Kahler geometry of toric varieties and extremal metrics

TL;DR

This paper explores the differential geometry of toric Kahler metrics constructed via Guillemin's combinatorial method, providing formulas for scalar curvature, extremality conditions, and a new perspective on Calabi's extremal metrics.

Contribution

It introduces explicit combinatorial formulas for scalar curvature and extremal conditions of toric Kahler metrics, simplifying Calabi's construction and revealing new relations with convex polytopes.

Findings

Derived a combinatorial formula for scalar curvature.

Established the Euler-Lagrange condition for extremal metrics.
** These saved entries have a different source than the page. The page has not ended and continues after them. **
PR #2354, opened 2022-07-26
show mailinglist post address in profile

r10s:
this pr adds the mailinglist-post-address to the profile's subtitle:

counterpart of https://github.com/deltachat/deltachat-ios/pull/1654

moreover, this pr fixes some "bugs":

Presented a new combinatorial formula relating scalar curvature and polytope geometry.

Abstract

Recently Guillemin gave an explicit combinatorial way of constructing "toric" Kahler metrics on (symplectic) toric varieties, using only data on the moment polytope. In this paper, differential geometric properties of these metrics are investigated using Guillemin's construction. In particular, a nice combinatorial formula for the scalar curvature is given, and the Euler-Lagrange condition for such "toric" metrics being extremal (in the sense of Calabi) is derived. A construction, due to Calabi, of a 1-parameter family of extremal metrics of non-constant scalar curvature is recast very simply and explicitly. Finally, a curious combinatorial formula for convex polytopes, that follows from the relation between the total integral of the scalar curvature and the wedge product of the first Chern class with a suitable power of the Kahler class, is presented.